Gegen Ende des Ersten Weltkrieges bat der Erzbischof von Warschau Papst Benedikt XV., einen Emissär nach Polen zu schicken, um die religiöse, soziale und politische Lage im Lande zu erkunden. Seine Wahl fiel auf Achille Ratti, der dann 1922 das Nachfolge-Pontifikat als Pius XI. antreten sollte. Ratti äußerte sich gegenüber seinem Auftraggeber in Rom äußert abfällig über die Juden und als es zu zahlreichen Pogromen kam, meinte er in seinem Bericht: „Eine der übelsten und stärksten Kräfte, die man hier antrifft, vielleicht die stärkste und übelste überhaupt, sind die Juden“ und am 15. Januar 1919 schrieb er über die Situation in Warschau: „Die Juden sind dort ungeheuer zahlreich und könnten nicht stärker verachtet werden, aber sie werden nicht belästigt und noch viel weniger verfolgt“. Der Abschlussbericht der Mission, geschrieben von seinem geschätzten Sekretär Monsignore Pellegrinetti, triefte förmlich vor antisemitischen Klischees, angefangen von den angeblich rassischen Merkmalen (große Nase, abstehende Ohren etc.) über andere Vorurteile und erklärte die Juden sowohl zu Kapitalisten, die unglücklicherweise einen großen Teil des polnischen Wohlstands besäßen, als auch zu den Hauptkräften des Bolschewismus. Als Ratti im Februar 1922 vom Konklave zum Papst ernannt wurde, Papst Pius XI., belohnte er seinen damaligen Sekretär mit einer Nuntiatur in Serbien und einer Erzdiözese.
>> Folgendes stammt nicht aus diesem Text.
PR #3232, opened 2025-06-03
feat(ado-3519)- docs for changes in document loader

nikhilkuria:
We are making a change the Data loader node with this task https://linear.app/n8n/issue/ADO-3519/default-text-splitting-in-the-data-loaders 
Currently, the user had to use a text splitter input node. We are making this easy by adding a new property in the data loader node. If the user chooses `simple`, we use a Recursive Character Text Splitter` under the hood. The user also has an option to pick the `custom` option and chose a text splitter of their choice. 
This affects two nodes 
- Default Data Loader
- GitHub Document Loader


imchairmanm:
Waiting until next minor release to merge.

PR #3233, opened 2025-06-04
Typo: 1s = 1000ms

gui-ying233:
10s = 10000ms


imchairmanm (approved):
Good catch! Thank for the PR.

PR #3246, opened 2025-06-06
docs: Add documentation for Reranker Cohere node

schrothbn:
Adds documentation around the reranking feature and the first node supporting it using cohere.

Related PRs:
https://github.com/n8n-io/n8n/pull/16051
https://github.com/n8n-io/n8n/pull/16014

### DIFF
--- a/docs/integrations/builtin/credentials/cohere.md
+++ b/docs/integrations/builtin/credentials/cohere.md
@@ -10,6 +10,7 @@ contentType: [integration, reference]
 You can use these credentials to authenticate the following nodes:
 
 * [Cohere](/integrations/builtin/cluster-nodes/sub-nodes/n8n-nodes-langchain.lmcohere.md)
+* [Reranker Cohere](/integrations/builtin/cluster-nodes/sub-nodes/n8n-nodes-langchain.rerankercohere.md)
 * [Embeddings Cohere](/integrations/builtin/cluster-nodes/sub-nodes/n8n-nodes-langchain.embeddingscohere.md)
 
 ## Prerequisites


styles/config/vocabularies/default/accept.txt
```diff
@@ -199,6 +199,7 @@ Qualys
 Realtime
 Rekognition
 requester
+[Rr]erank(er|ing)?
```
imchairmanm:
```suggestion
[Rr]erank(er|ing|ed)?
```

docs/integrations/builtin/cluster-nodes/sub-nodes/n8n-nodes-langchain.rerankercohere.md
```diff
@@ -0,0 +1,31 @@
...
+# Reranker Cohere
+
+The Reranker Cohere node allows you to [rerank](/glossary.md#ai-reranking) the resulting chunks from a [vector store](/glossary.md#ai-vector-store). You can connect this node to a vector store.
+
+The reranker reorders the list of documents retrieved from a vector store for a given query in order of descending relevance.
+
+On this page, you'll find the node parameters for the Reranker Cohere node, and links to more resources.
+
+///  note  | Credentials
+You can find authentication information for this node [here](/integrations/builtin/credentials/cohere.md).
```
imchairmanm, line 17: I don't actually see a credential for Cohere in the linked PRs. Is there a Cohere credential? If not, we should remove this note.

docs/integrations/builtin/cluster-nodes/sub-nodes/n8n-nodes-langchain.rerankercohere.md
```diff
@@ -0,0 +1,31 @@
+---
+#https://www.notion.so/n8n/Frontmatter-432c2b8dff1f43d4b1c8d20075510fe4
+title: Reranker Cohere
```
imchairmanm, line 3: Is this node actually called "Reranker Cohere"? I would expect it to be called "Cohere Reranker" instead to follow the "<adjective> <noun>" construction that English typically uses. In one of the linked PRs, I see that the display name uses "Reranker Cohere" while the description uses "Cohere Reranker".

It'd be great to clear up which is the preferred name. I would recommend "Cohere Reranker" if all things are equal.

schrothbn: In general I'd agree that "Cohere Reranker" sounds better, but other Langchain sub-nodes follow the same naming pattern (see for example the "Embeddings <Vendor>" nodes), so Reranker Cohere matches that pattern.
The description should've also respected that I guess, that's an oversight there. 
For here and because the users will see the node in the editor as "Reranker Cohere" we should probably stick to that at least for now?

docs/integrations/builtin/cluster-nodes/sub-nodes/n8n-nodes-langchain.rerankercohere.md
schrothbn: The credentials existed already as we support cohere for embeddings and as LLM. The MRs add support for their rerank feature (and reranking in general) and we reuse the existing credentials. But the credentials page links to the nodes it's being used in so I should add this there as well. Thanks for the catch, I'll update the credentials page to link to the new node as well.

imchairmanm: Ah, I totally missed that we already had this, sorry! I think I was looking [here](https://github.com/n8n-io/n8n/tree/master/packages/nodes-base/credentials) instead of [here](https://github.com/n8n-io/n8n/tree/master/packages/%40n8n/nodes-langchain/credentials) (I should have just searched the docs probably).

docs/integrations/builtin/cluster-nodes/sub-nodes/n8n-nodes-langchain.rerankercohere.md
imchairmanm: Yeah, I guess we're inconsistent because for models, chat models, memory, and output parsers, etc., we're using the `<adjective> <noun>` construction I had expected (at least for display value - I imagine we use the "type" as a prefix with things like file names to make sorting easier).

Either way, the docs should follow the product naming. I was just questioning whether that was an oversight or intentional and whether it made sense to revisit. Thanks for the added context.

PR #3251, opened 2025-06-08
Edit REST Countries API request on Level Two

mahyunyi:
The REST Countries API recently required explicit specification of fields in the query to limit the response. 
This pull request updates the HTTP Request node instructions to include the query parameter 'fields' with the value 'name,region,subregion'. This ensures the request returns only the necessary country data for the tutorial.

For more information on the REST Countries API change: https://gitlab.com/restcountries/restcountries/-/issues/265


imchairmanm (approved):
Thanks for the PR @mahyunyi! It's great to know about the API changes and to update the tutorial accordingly.

PR #3252, opened 2025-06-08
Update chapter-2.md

jekidan:
Removed the information duplicated in the first point.


imchairmanm (approved):
Thanks for catching @jekidan and for the PR!

PR #3268, opened 2025-06-14
Fixed link at the end of the page

salomaoparkour:
Hyperlink should be pointing to Tips and Common issues. Instead it was pointing to Metric-base Evaluations.


imchairmanm (approved):
Thanks for catching and for the PR @salomaoparkour!

PR #3267, opened 2025-06-14
Update n8n-nodes-langchain.mcptrigger.md (change tab to space)

taeyeopkim1:
# Description
The place set to "tab" was displayed differently depending on the rendering environment, so it was changed to "space".

# Capture
https://docs.n8n.io/integrations/builtin/core-nodes/n8n-nodes-langchain.mcptrigger/#integrating-with-claude-desktop
image

https://github.com/n8n-io/n8n-docs/blob/main/docs/integrations/builtin/core-nodes/n8n-nodes-langchain.mcptrigger.md
image

https://github.com/n8n-io/n8n-docs/edit/main/docs/integrations/builtin/core-nodes/n8n-nodes-langchain.mcptrigger.md
image

PR #3287, opened 2025-06-20
Fix JSON formatting

autologie:
Fix JSON formatting by replacing tabs with spaces


taeyeopkim1:
same: https://github.com/n8n-io/n8n-docs/pull/3267

PR #3300, opened 2025-06-24
Remove queue mode warning

that-one-tom:
Evaluations can now be used in queue mode after https://github.com/n8n-io/n8n/pull/16307 has been released


imchairmanm (approved):
Thanks :+1:

PR #3301, opened 2025-06-24
Custom templates expect the N8N_TEMPLATES_ENABLED not to be set to false

nikhilkuria:


docs/workflows/templates.md
```diff
@@ -25,10 +25,6 @@ If you use n8n's template library, this takes you to browse [Workflows on the n8
 
 --8<-- "_snippets/workflows/templates/submit-templates.md"
```
nikhilkuria, line 27: https://github.com/n8n-io/n8n/blob/master/packages/frontend/editor-ui/src/components/MainSidebar.vue#L80

nikhilkuria: I think it's easier for the user to set only a single env variable (N8N_TEMPLATES_HOST) if they want to host their templates library

PR #3313, opened 2025-06-26
Update cloudflare.md

kmanwar89:
Update documentation to reflect API TOKEN phrasing, which is different than API KEYS


imchairmanm (approved):
Thanks for the PR @kmanwar89!

PR #3327, opened 2025-07-03
Update instructions for bypassing "unverified app" with Google OAuth

mieubrisse:
The current instructions don't work; I was already creating the OAuth application from the same user that I was authenticating with. To fix, I had to add my user to the list of "Test users".


_snippets/integrations/builtin/credentials/google/unverified-app.md
```diff
@@ -1,3 +1,3 @@
-If using the OAuth authentication method, you might see the warning **Google hasn't verified this app**. To avoid this, you can create OAuth credentials from the same account you want to authenticate. 
+If using the OAuth authentication method, you might see the warning **Google hasn't verified this app**. To avoid this, you can add your email to the list of testers for the app. To do so, go to the ["Audience" page](https://console.cloud.google.com/auth/audience) page and add the email you're signing in with to the list of "Test users".
```
StarfallProjects:
```suggestion
If using the OAuth authentication method, you might see the warning **Google hasn't verified this app**. To avoid this:

- If your app **User Type** is **Internal**, create OAuth credentials from the same account you want to authenticate.  
- If your app **User Type** is **External**, you can add your email to the list of testers for the app: go to the [**Audience** ](https://console.cloud.google.com/auth/audience) page and add the email you're signing in with to the list of **Test users**.
```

Parallel zu Rattis schnellem Aufstieg erfolgte jener von Mussolini, der 1919 die faschistische Partei gründete, nachdem er sich – für Italiens Kriegseintritt votierend - mit seinen sozialistischen Genossen überworfen hatte. Als antiklerikaler Sprücheklopfer erkannte er bald, dass er nur mit Hilfe der katholischen Kirche erfolgreich Karriere machen würde und verkündete im Sommer 1921, „dass die einzige universelle Idee, die heute in Rom existiert, diejenige ist, die vom Vatikan ausstrahlt“. Zwischen der faschistischen Ideologie und der katholischen Lehrmeinung gab es viele Gemeinsamkeiten. Man bekämpfte Kommunisten, Sozialisten und Liberale, man hatte ein autoritäres Gesellschaftskonzept und selbst der Große Rat der Faschisten war eine Nachahmung des Heiligen Kollegiums. Die Nachfolge des Duce wurde ebenso geregelt, wie die des Papstes.